## [YOUR TASK]
Using the listing below, determine the count of lines with the word "more" and reply only with it.

## [DATA FOR PROCESSING]
= = = = = = =
PR #709, opened 2022-11-10
Do not use sudo for GUI installation of Dev Tools

vitorgalvao:
`/usr/bin/xcode-select --install` does not require `sudo`, it works fine without it.

### DIFF
--- a/install.sh
+++ b/install.sh
@@ -864,7 +864,7 @@ fi
 if should_install_command_line_tools && test -t 0
 then
   ohai "Installing the Command Line Tools (expect a GUI popup):"
-  execute_sudo "/usr/bin/xcode-select" "--install"
+  execute "/usr/bin/xcode-select" "--install"
   echo "Press any key when the installation has completed."
   getc
   execute_sudo "/usr/bin/xcode-select" "--switch" "/Library/Developer/CommandLineTools"


MikeMcQuaid (approved):

install.sh
```diff
@@ -864,7 +864,7 @@ fi
 if should_install_command_line_tools && test -t 0
 then
   ohai "Installing the Command Line Tools (expect a GUI popup):"
-  execute_sudo "/usr/bin/xcode-select" "--install"
+  execute "/usr/bin/xcode-select" "--install"
   echo "Press any key when the installation has completed."
   getc
   execute_sudo "/usr/bin/xcode-select" "--switch" "/Library/Developer/CommandLineTools"
```
MikeMcQuaid, line 870: @vitorgalvao Given this requires/uses `sudo` immediately afterwards: is there any real advantage of not using `sudo` here?

vitorgalvao: > is there any real advantage of not using `sudo` here?

Installing the Command Line Tools takes a while. Especially if someone has lowered the timeout, that means entering the password one more time than necessary.

Though the motivation for the change was that we tend to avoid `sudo` unless absolutely necessary.

If (for example) we ever drop the `--switch` line (e.g. `xcode-select` changes behaviour and it’s no longer necessary), chances are we’d just assume the previous `--install` line was still correct in using `sudo` and we’d continue to let it be even if technically at that point it should get the change.

Granted, that last one is unlikely. But there’s no big advantage to having the `sudo` for the `--install` either: even if it doesn’t timeout, the user will have to return to the terminal anyway to “press any key” and keep going.

MikeMcQuaid (approved):
@vitorgalvao I'm sold!

PR #712, opened 2022-11-15
install.sh: fix "printf: - : invalid option" & format

dirname:
- Expect: 

Screenshot 2022-11-16 at 2 54 19 AM

- Actually:

Screenshot 2022-11-16 at 2 53 41 AM

### DIFF
--- a/install.sh
+++ b/install.sh
@@ -1019,9 +1019,9 @@ then
   then
     plural="s"
   fi
-  printf "- Run these commands in your terminal to add the non-default Git remote%s for %s:" "${plural}" "${non_default_repos}"
-  printf "    echo '# Set PATH, MANPATH, etc., for Homebrew.' >> %s" "${shell_profile}"
-  printf "    echo '%s' >> %s\n" "${additional_shellenv_commands[@]}" "${shell_profile}"
+  printf -- "- Run these commands in your terminal to add the non-default Git remote%s for %s:\n" "${plural}" "${non_default_repos}"
+  printf "    echo '# Set PATH, MANPATH, etc., for Homebrew.' >> %s\n" "${shell_profile}"
+  printf "    echo '%s' >> ${shell_profile}\n" "${additional_shellenv_commands[@]}"
   printf "    %s\n" "${additional_shellenv_commands[@]}"
 fi
 


install.sh
```diff
@@ -1019,9 +1019,9 @@ then
   then
     plural="s"
   fi
-  printf "- Run these commands in your terminal to add the non-default Git remote%s for %s:" "${plural}" "${non_default_repos}"
-  printf "    echo '# Set PATH, MANPATH, etc., for Homebrew.' >> %s" "${shell_profile}"
-  printf "    echo '%s' >> %s\n" "${additional_shellenv_commands[@]}" "${shell_profile}"
+  echo "- Run these commands in your terminal to add the non-default Git remote${plural} for ${non_default_repos}:"
```
SMillerDev, line 1022: Why replace it with an echo only for the first line?

dirname: I refer to the code of the last macOS version (Monterey):  https://github.com/Homebrew/install/commit/cc459e4c030b5a6a4aa42e0ffdd13e54cedbcddb

MikeMcQuaid: @dirname Sorry, I don't understand the justification here. What's your `brew config` output?

dirname: > @dirname Sorry, I don't understand the justification here. What's your `brew config` output?

I set `HOMEBREW_BREW_GIT_REMOTE`, `HOMEBREW_CORE_GIT_REMOTE` to use the mirror to install brew, and then an error occurred as described in the picture `/bin/bash: line 1021: printf: - : invalid option`. This may be caused by `/bin/bash -c`, so I refer to the code that the previous version can install.

https://github.com/Homebrew/install/blob/684032061383ab14862240aaff4273cde4e1847c/install.sh#L1022

Similar error: 
`/bin/bash -c 'printf "hello"'` will print `hello` normally, but `/bin/bash -c 'printf "-hello"'` will cause same error.

image

MikeMcQuaid: I'd suggest we use `printf -- "-hello"` instead which will fix this more simply and not require changing as much.

install.sh
```diff
@@ -1019,9 +1019,9 @@ then
   then
     plural="s"
   fi
-  printf "- Run these commands in your terminal to add the non-default Git remote%s for %s:" "${plural}" "${non_default_repos}"
-  printf "    echo '# Set PATH, MANPATH, etc., for Homebrew.' >> %s" "${shell_profile}"
-  printf "    echo '%s' >> %s\n" "${additional_shellenv_commands[@]}" "${shell_profile}"
+  printf -- "- Run these commands in your terminal to add the non-default Git remote%s for %s:\n" "${plural}" "${non_default_repos}"
+  printf "    echo '# Set PATH, MANPATH, etc., for Homebrew.' >> %s\n" "${shell_profile}"
+  printf "    echo '%s' >> ${shell_profile}\n" "${additional_shellenv_commands[@]}"
```
MikeMcQuaid, line 1024: Can you explain this change? I'm not sure I understand it.

install.sh
maxim-belkin: > I'd suggest we use `printf -- "-hello"`

This looks like the safest solution. Alternative ones are to use `echo` (as was suggested originally), replace `-` with `\055`, or pass the message as a parameter (`printf "%s\n" "- Run these"`)

I think it's a perfect time for a reminder that in Bash double quotes are used to prevent word splitting, not to indicate a string (as in other programming languages). So, things like `var=""` are meaningless and the proper way to write the same in Bash is `var=`.

install.sh
maxim-belkin: Addition of `\n` on line 1023 is 👍🏻.
Change on line 1024 seems to be unnecessary.

dirname: > Can you explain this change? I'm not sure I understand it.

When multiple environment variables are set, it looks like this:

snap

MikeMcQuaid: Ok, thanks.

MikeMcQuaid (approved):

MikeMcQuaid:
Thanks so much for your first contribution! Without people like you submitting PRs we couldn't run this project. You rock, @dirname!

Issue #724, opened 2023-01-10
Short flag doesn't support space after option


n8henrie:
# Please note we will close your issue without comment if you delete, do not read or do not fill out the issue checklist below and provide ALL the requested information. If you repeatedly fail to use the issue template, we will block you from ever submitting issues to Homebrew again.

- [x] your problem was from running the official `install` or `uninstall` script?
- [x] after installation: ran `brew config` and `brew doctor` and included their output with your issue? If you couldn't install: provided your OS version with the output of your issue?

## What you were trying to do (and why)

Remove an old Intel (`/usr/local`) installation from an M1 that's working great from `/opt/homebrew`

## What happened (include command output)

``` console
$ wget -q https://raw.githubusercontent.com/Homebrew/install/HEAD/uninstall.sh
$ sha256sum uninstall.sh
83cbc1ce42adac22a53edcfa4cd11907c0da747d00ad556ec2ea6c84d331e602  uninstall.sh
$ bash uninstall.sh -n -p /usr/local
Warning: Unrecognized option: '/usr/local'
...
```

## What you expected to happen

It seems conventional to allow an optional space after a short flag (`--foo=bar` and `-f bar`); I expected `-p /usr/local/` to work the same as `--path=/usr/local/` or `-p/usr/local` (both of which work).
= = = = = = =
## [TASK OUTPUT]
2